The technical target is derived by measuring the vertical height of the triangle and applying this length to the new breakout level.

• Ascending triangles are among the most reliable of all technical patterns because both supply and demand are easily defined.

• The defining characteristic of ascending triangles is the pattern of rising lows and a series of equal highs. This combination of points can be connected to form a right angle triangle. If a stock violates any part of the triangle during its formation the pattern it should be considered void and trading positions should be abandoned.

• Triangles are about indecision and as such volume should slow noticeably as the pattern is being constructed. It is most important that volume surge as the stock rallies through the reaction high. This tells the technical trader that supply has been absorbed, short covering is rampant and the next leg of the bull phase is about to begin.

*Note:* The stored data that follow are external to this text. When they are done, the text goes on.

PR #2088, opened 2026-07-15
feat(SRCH-6631): gate db:migrate on environment + terraform_module + Fleet

amian-gsa:
## Summary
Extends the SRCH-6631 migration-safety gate to be environment-aware, using a single combined EC2 `describe-tags` lookup (`terraform_module`, `Fleet`, `environment`) instead of `terraform_module` alone.

## Problem
Exact-matching `terraform_module=app` alone is correct for dev and production today (both have a plain `app` instance with no `Fleet` tag, no coexisting green fleet), but incorrect for staging, which is mid Ubuntu-24.04 green-fleet upgrade — staging's app tier currently only exists as `app-green` (`Fleet=green`). The old exact-match logic meant staging never auto-ran migrations, forcing manual `db:migrate` on every staging deploy.

## Fix
Case-match on `$ENVIRONMENT:$TERRAFORM_MODULE:$FLEET` together, covering only the 3 real, confirmed-live combinations:
- `dev:app:` (no Fleet tag)
- `staging:app-green:green`
- `production:app:` (no Fleet tag)

No other combination (including hypothetical future coexistence scenarios, e.g. production's own eventual `app-green`) is matched — those will be designed later based on real tag state at that time, per `app_fixes_tracking.md` item #10.

Tag lookup uses a single `aws ec2 describe-tags --output json` call (same API cost as before) parsed with `jq` (confirmed already installed on all app-tier instances in dev/staging/prod) rather than delimiter-split text, avoiding any reliance on whitespace/tab characters to distinguish an absent tag from a parsing artifact.

Fail-safe unchanged: any unresolved tag defaults to `unknown`, which always skips migrations.

## Verification
- **Live-tested via SSM on real instances**, running as the actual `search` user:
  - staging `app-green` (`Fleet=green`) → now runs migrations (the fix)
  - dev `app` (no Fleet tag) → still runs migrations (unchanged)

• Upside breakouts often lead to small 2-3% rallies followed by an immediate test of the breakout level. If the stock closes below this level (now support) for any reason the pattern becomes invalid.

This pattern typically occur after a stock has had a strong move higher due to a positive fundamental development. Investors come to believe that much higher stock prices are justified given the improved fundamental outlook but a large portion of investors that were smart enough to have bought the stock at much lower prices disagree. These "smart money" investors consider the extreme optimism as little more than an opportunity to liquidate positions. Using fundamental metrics, they set a price to sell their large blocks of stock and wait. In effect, they are beginning a distribution process based on their interpretation of fair value. The first step in the distribution process occurs after one particularly bullish fundamental development. The stock surges to a new high and Wall Street analysts begin pounding the table with new "buy" recommendations.

The increased volume is a perfect opportunity for the smart money to liquidate positions. They begin selling and the rally is stopped in its tracks creating a small top (top #1). As buyers realize that there is plenty of supply at this level prices begin to falter and in short order the stock trades back to a previous intermediate term support level. Because this low is the reaction to the previous rally to new highs, it is often called the reaction low. In this very limited sense, ascending triangles are very much like double and triple tops -- rising demand meets entrenched supply. In fact, because the fundamental news is so strong Wall Street analysts dismiss the weakness as simple profit taking and a new rally soon begins.

On strong volume the stock surges toward the recent high where it is once again rebuffed by aggressive sellers (top #2). It is at this point that speculators recognize a trend and they begin adding new short positions just beneath the recent high. This added selling pressure should push the stock significantly lower but bullish enthusiasm is rampant. The stock does move lower but the pull back is subdued, in fact, the stock does not reach the reaction low set in the aftermath of the first move to new highs.

Days later another positive development occurs and the stock begins moving toward the recent high on very strong volume. Speculators step-up and add to their short positions but the supply of stock from smart money investors is being satiated. It soon becomes clear that buyers are going to win this battle because sellers are running out of stock to sell. As the stock pierces what had been strong resistance a strange dynamic occurs, those traders that had been selling the stock short at the recent high are motivated to cover short positions to cut losses -- thereby creating increased demand for the stock at a time when supply has been severely curtailed. Against this backdrop ongoing bullish enthusiasm leads to a spectacular price breakout on strong volume. Very soon after the breakout several fundamental analysts make positive comments, aggravating the imbalance between supply and demand. Weeks later the stock surges to a substantial new high. In this rareinstance smart money investors are trumped by ongoing bullish fervor and the level that had been resistance becomes important support.